Он брыкался, стараясь стряхнуть ставшую ненужной человеческую оболочку, и маленькие подслеповатые глазки хищно впились в будущую пищу.
На людей.
— О Господи! — снова простонал Дитрих.
— Черт! — вырвалось у Дрейка.
— Дерьмо… — почти завороженно покачала головой Вески.
— Всем отойти назад! — резко скомандовал Эйпон.
— Убейте эту тварь! — завопила Вера не своим голосом. Тупая обреченность при виде реального противника оставила ее, словно вытолкнула из таких же помертвевших слоев слизи, заставив потерять равновесие.
Эйпон поднял огнемет:
— Получай, сволочь! — Из ствола огнемета с гулом вырвался столб пламени.
Чудовище завопило. Назвать по-другому дребезжащий, режущий нервы звук было трудно.

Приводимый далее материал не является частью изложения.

PR #1993, opened 2020-06-08
[lib/i18n] bundle.getString can't return null

### LINKED ISSUE #1992: bundle.getString is checked for null
In `net.rptools.lib.i18n.I18NManager#getText` bundle.getString is checked for null. However, it is not legal for this function to return null and in fact throws a `MissingResourceException` if the resource does not exist.

In a search across the rest of the code bast this is the only instance of this issue since `net.rptools.maptool.language.I18N#getString(java.lang.String)` translates MRE to `null`.

grimreaper:
Problem

bundle.getString throws an NPE instead of returning null if string can't
be found. However, we have a null check.

Further, this class is a utility class but is not idiomatically marked as so

Solution

Remove null check. This then trivially tranforms into a more
functional-like approach.

Mark the class as final with a private ctor (and private fields).

fixes #1992

---
This change is [Reviewable](https://reviewable.io/reviews/rptools/maptool/1993)

### DIFF
--- a/src/main/java/net/rptools/lib/i18n/I18NManager.java
+++ b/src/main/java/net/rptools/lib/i18n/I18NManager.java
@@ -20,21 +20,23 @@ import java.util.Locale;
 import java.util.ResourceBundle;
 import java.util.concurrent.CopyOnWriteArrayList;
 
-public class I18NManager {
+public final class I18NManager {
 
-  private static List<String> bundleNameList = new CopyOnWriteArrayList<String>();
-  private static List<ResourceBundle> bundleList = new ArrayList<ResourceBundle>();
+  private static final List<String> BUNDLE_NAME_LIST = new CopyOnWriteArrayList<String>();
+  private static final List<ResourceBundle> BUNDLE_LIST = new ArrayList<ResourceBundle>();
   private static Locale locale = Locale.US;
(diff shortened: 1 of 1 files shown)


Merudo:
What's the reason for making the class final?

cwisniew:
> What's the reason for making the class final?
> 
> Instead, I would make `bundleNameList`, `bundleList` and `localeListenerList` final.

The class is not intended to be instantiated nor subclassed, so I am more than happy for there to be a private constructor and for the class to be marked final. 
But I would also prefer that the above class fields also be marked final too, at least that way anyone adding to the class knows they should not be modifying them

Phergus:
@grimreaper   See Craig's comments above.

grimreaper:
Sounds good. I'll update the diff "soon" and respond to all comments. I've been busy and trying to learn the norms of this community so please have some patience

Phergus:
@grimreaper No problem.

grimreaper:
As mentioned above, the reason to mark the class final is this is how one usually marks a "utility class": made final with a private constructor. Its idiomatic but certainly not required.

I will mark the fields final too.

grimreaper:
I renamed the fields to call capitals because they are now `static final`

Issue #1981, opened 2020-06-04
Update MapTool to Build / Run on JDK 14


cwisniew:
This is a [ZenHub](https://www.zenhub.com/) Epic

**Summary of the Epic.**
Current MapTool build runs on Java 10 and requires an older Oracle JDK to build.

**Describe the solution**
See attached issues (via [ZenHub](https://www.zenhub.com/) or plug in)for further information

**Additional context**
See attached issues (via [ZenHub](https://www.zenhub.com/) or plug in)for further information

PR #2035, opened 2020-06-20
Fix JVM cfg file loading

JamzTheMan:
Update JVM user preferences so it can load cfg file with dynamic filename based on release type.
Add special logic handling for -XX: type jvm parameters.
Updated error logging

Continued work against #1981

FYI: the cfg file reader/writer uses an apache config for INI files which is closest match to the jpackager cfg file. It can't handle parameters that do not match the normal `key=value` notations so special logic has to be added for any JVM parameters like `XX:+ShowCodeDetailsInExceptionMessages`

---
This change is [Reviewable](https://reviewable.io/reviews/rptools/maptool/2035)

### DIFF
--- a/.github/workflows/verify-build.yml
+++ b/.github/workflows/verify-build.yml
@@ -17,6 +17,16 @@ on:
       - feature*
       - release*
 jobs:
+  formatting:
+    runs-on: ubuntu-latest
+    steps:
+      - uses: actions/checkout@v2
+      - uses: actions/setup-java@v1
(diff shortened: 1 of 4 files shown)


Merudo:
You forgot about spotless.

JamzTheMan:
I was um testing the be GitHub actions. Yea. That's the ticket...

JamzTheMan:
fixed. i really need to automate that somehow on my end...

Остатки человеческого тела обуглились, членистые когтистые лапы судорожно задергались в воздухе.
Пламя с шипением било по прямоугольной лакированной морде, и она чернела под его напором, теряла блеск, и обжигаемые десны плавились на глазах — не сгорали, а именно плавились, позволяя зубам обнажаться и высыпаться, вспыхивая на лету.
Монстр подыхал. Его тело корчилось в огне почти так же, как за минуту до этого тело подростка, разрываемое им изнутри.
«Меня это не касается… Меня это не ка…» — Хадсон похолодел: на индикаторе, у самого края табло появилась светящаяся кромка. Он зажмурился, снова открыл глаза — размытое пятнышко не исчезло, мало того, тоненький писк индикатора долетел до его ушей (несколько секунд назад неслышный из-за общего шума, он заглушал собой все и отзывался в гудящей голове Хадсона, как звон колоколов).
— Движение, — не своим голосом выдавил Хадсон.
С индикатором происходило что-то невероятное: по мере того как писк усиливался, в движение пришла сама сетка. Задрожали полукружья, поплыли во все стороны радиусы, но расплывчатые язычки все глубже вгрызались в синее поле, сливаясь от вращения в один полупрозрачный круг-каемку.
«Или я схожу с ума, или…» — Хадсон сглотнул. Его позвоночник слабел, ноги начинали дрожать.
— Откуда? — издалека донесся голос Эйпона.
Хадсон не понял, как сумел выговорить в ответ более или менее членораздельное предложение.